PR #633, opened 2018-04-21
Add warning for invalid content values in objects

mitchellhamilton:
**What**:
Add warning for invalid content values

**Why**:

Seeing `px` as the value for `content` when you pass `''` is confusing.

**How**:

Add a dev warning that checks for invalid content values using some logic from [here](https://github.com/threepointone/glamor/blob/master/src/plugins.js#L49-L62)

**Checklist**:

- [ ] Documentation N/A
- [x] Tests
- [x] Code complete


tkh44:
This is really great DX. Awesome idea!

PR #635, opened 2018-04-23
Add StyledComponent to allowed Interpolation types

### LINKED ISSUE #625: Typing of reference to other component seems broken
- `emotion` version: 9.1.1
- `react` version: 16.3
- `typescript` version: 2.8.1

Relevant code.

```javascript
const Child = styled.div`
  color: red;
`;

const Parent = styled.div`
  ${Child} {
    color: blue;
  }
`;
```

This results in the following error on `${Child}`:
```
Argument of type 'TemplateStringsArray' is not assignable to parameter of type 'CSSProperties | { [key: string]: ObjectStyleAttributes; } | ((props: ThemedProps<{ innerRef?: str...'.
  Type 'TemplateStringsArray' is not assignable to type '(props: ThemedProps<{ innerRef?: string | ((instance: HTMLDivElement | null) => any) | undefined;...'.
    Type 'TemplateStringsArray' provides no match for the signature '(props: ThemedProps<{ innerRef?: string | ((instance: HTMLDivElement | null) => any) | undefined; } & { children?: ReactNode; } & ClassAttributes<HTMLDivElement> & HTMLAttributes<HTMLDivElement>, any>): ObjectStyleAttributes'.
```

Workaround for now:
```typescript
const Parent = styled.div`
  ${Child as any} {
    color: blue;
  }
`;
```

mvestergaard:
This fixes an error when referencing another StyledComponent from within
a template interpolation string

Fixes #625


mvestergaard:
I think I was a little too quick in assuming this fix works. This seems to cause props to have implicit any type in other scenarios. 😟

mvestergaard:
I took a different approach.

I added a simple "placeholder" interface called `ComponentRef` that `StyledComponent` extends, and use that as a valid Interpolation value.

This seems to work, and does not break existing typings.

pluma:
Is there anything missing from this PR to get it merged?

mvestergaard:
A "problem" with this change, is that this will be allowed by the typing:
```typescript
const NotStyled: React.SFC = () => <div />;

const Parent = styled.div`
  ${NotStyled} {
    color: green;
  }
`;
```

However personally I would rather that the typing allowed intended behavior, without having to use an escape hatch, than catching unintended usage.

tkh44:
LGTM, but I'd rather have someone more confident in TS confirm to merge.

pluma:
Awesome! :tada:

PR #650, opened 2018-05-09
Remove comments from styles in babel-plugin-emotion

### LINKED ISSUE #647: Support for inline comments?
Apologies if this has been answer before. I searched through prior issues but didn't notice any of the responses directly answering my question.

Using: `react-emotion 9.1.2`

I frequently find myself using this pattern:

I will have some styling that I am experimenting with:

```
export const PaginationControl = styled.div`
  color: #fff;
  padding: 8px;
`;
```

And while I'm working, I want to comment out a style temporarily while I try a different property:

```
export const PaginationControl = styled.div`
  color: #ddd;
  padding: 16px;
  // color: #fff;
  // padding: 8px;
`;
```

I haven't been able to find a way to do this yet without breaking the styling. Is there a method to do something like this?

mitchellhamilton:
**What**:

Remove comments from styles in babel-plugin-emotion

**Why**:

Closes #647 + the comments won't be included in prod so bundles will be smaller

**How**:

Use some stuff from babel-plugin-styled-components and put it into `@emotion/babel-utils` and use that here.

**Checklist**:

- [ ] Documentation N/A
- [x] Tests
- [x] Code complete


StJohn3D:
Hi @mitchellhamilton, Is this supposed to work with `@emotion/styled/macro` ?

From my testing I am still seeing inline comments like the one below appearing in my CRA 3.1.1 production bundle.

```ts

export const StyledTest = styled.div`
  position: absolute;
  overflow: hidden;
  top: 0;
  left: 0;
  bottom: 0;
  right: 0 ;
  /* This comment should not be in production bundles */
`
```

Andarist:
Should work the same, could you prepare a repro case (runnable repository) that could be investigated?

StJohn3D:
Hi @Andarist thanks for the quick reply! I'll try to follow tomorrow.

StJohn3D:
Hi @Andarist, so after further investigation I realized that my issue is that since I'm writing a component library - my components are only compiled with typescript and so there's no babel in the process until lib files are consumed by a real CRA. But by then it's too late. Unless there's some similar macro for ts files I think I'll have to invent one.

Andarist:
Well - with CRA, unfortunately, you have limited configuration possibilities. You'd have to compile your component library with both TS and babel (which shouldn't be that hard to setup - it might be worth doing).

StJohn3D:
@Andarist yup, that's exactly what I did. The article I linked above and this https://github.com/Microsoft/TypeScript-Babel-Starter were both very helpful in getting me there.
Thanks again for all your help!

Issue #655, opened 2018-05-11
Write docs for `shouldForwardProp`


Andarist:
Would be great to have this one documented, it might be used like this:
```js
import isPropValid from '@emotion/is-prop-valid'

const StyledTextarea = styled(TextareaAutosize, { shouldForwardProp: isPropValid })({
  fontSize: '16px',
})
```

Another example can be found in this [test case](https://github.com/emotion-js/emotion/blob/d19b947602d186683ba3225237e088487975578f/packages/react-emotion/test/index.test.js#L1136-L1144).

tricoder42:
Hey @Andarist,
is it possible to set a global/default `shouldForwardProp`? 

I'm using `test` prop to add a testing ID which I use in end-to-end tests and which is removed from production code.

I was thinking about using `data-test` prop instead, but that wouldn't work for components passing `data-test` down to child container:

```jsx
const Button = ({ children, /*more props here */ data-test }) => {
  // some logic based on props

  return <StyledButton data-test={data-test}>{children}</StyledButton>
}
```

This doesn't work because `data-test` can't be a variable. `dataTest` isn't converted to `data-test` either and using spread operator just for one prop is a bit overkill :/

I would like to allow `test` prop in all styled components, but adding `{ shouldForwardProp: isTestProps }` is again bit overkill. I think I'll use it as a workaround `styled('div', withTestProps)`, but curious if I can override the default behavior.

Andarist:
U cant quite override the default behaviour, u could create a custom "proxy" `styled` factory that would just forward slightly modified arguments to the real one and use your proxy across your application.

I would encourage you to rethink if you need to pass data-test around as prop, seems like an anti-pattern to me (unless some specific use case needs it). Most commonly it should be just used as a simple marker, used plain in sight, not as a configurable prop.

tricoder42:
I would like to keep using `test` prop to be honest. `data-test` was just a workaround because it's already valid prop (but invalid variable name in js).

I'll try custom proxy when it becomes more painful. Right now I have just one place in codebase where I want to use `test` prop on styled component. In this case I use good old className instead of styled component.

Thank you for clarification 👍

Eugen-Ask:
Why don't make shouldForwardProp === isPropValid by default? I often use props in css and it's really non-convenient to write this construction every time.

Andarist:
It's a default for DOM tags - it's not for compose components though.

lifeiscontent:
[...]

PR #656, opened 2018-05-13
Tweak babel.md

smhutch:
**What**:
Content change in babel.md.

**Why**:
To avoid ambiguous language. When reading `babel.md`, I misunderstood:
> but not required in version 8 and above

as:
> but you don't need to install it to get the additional features in version 8 and above.

**How**:
Explicitly state that installation is optional in version 8 and above.

**Checklist**:

- [X] Documentation
- [ ] Tests **N/A**
- [ ] Code complete **N/A**

I'm looking to get into helping with open-source projects I use, this is the first opportunity I have found to _hopefully_ help. Really enjoying `emotion` so far 😄

### DIFF
--- a/docs/babel.md
+++ b/docs/babel.md
@@ -2,7 +2,10 @@
 title: "Babel Plugin"
 ---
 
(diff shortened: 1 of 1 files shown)


ChristopherBiscardi:
Awesome :) You might be interested in https://github.com/emotion-js/emotion/issues/655 too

▬▬▬▬▬▬▬▬▬▬

■ PROBLEM TO SOLVE
List every line above containing the word "both".

■ TASK ANSWER
Well - with CRA, unfortunately, you have limited configuration possibilities. You'd have to compile your component library with both TS and babel (which shouldn't be that hard to setup - it might be worth doing).
@Andarist yup, that's exactly what I did. The article I linked above and this https://github.com/Microsoft/TypeScript-Babel-Starter were both very helpful in getting me there.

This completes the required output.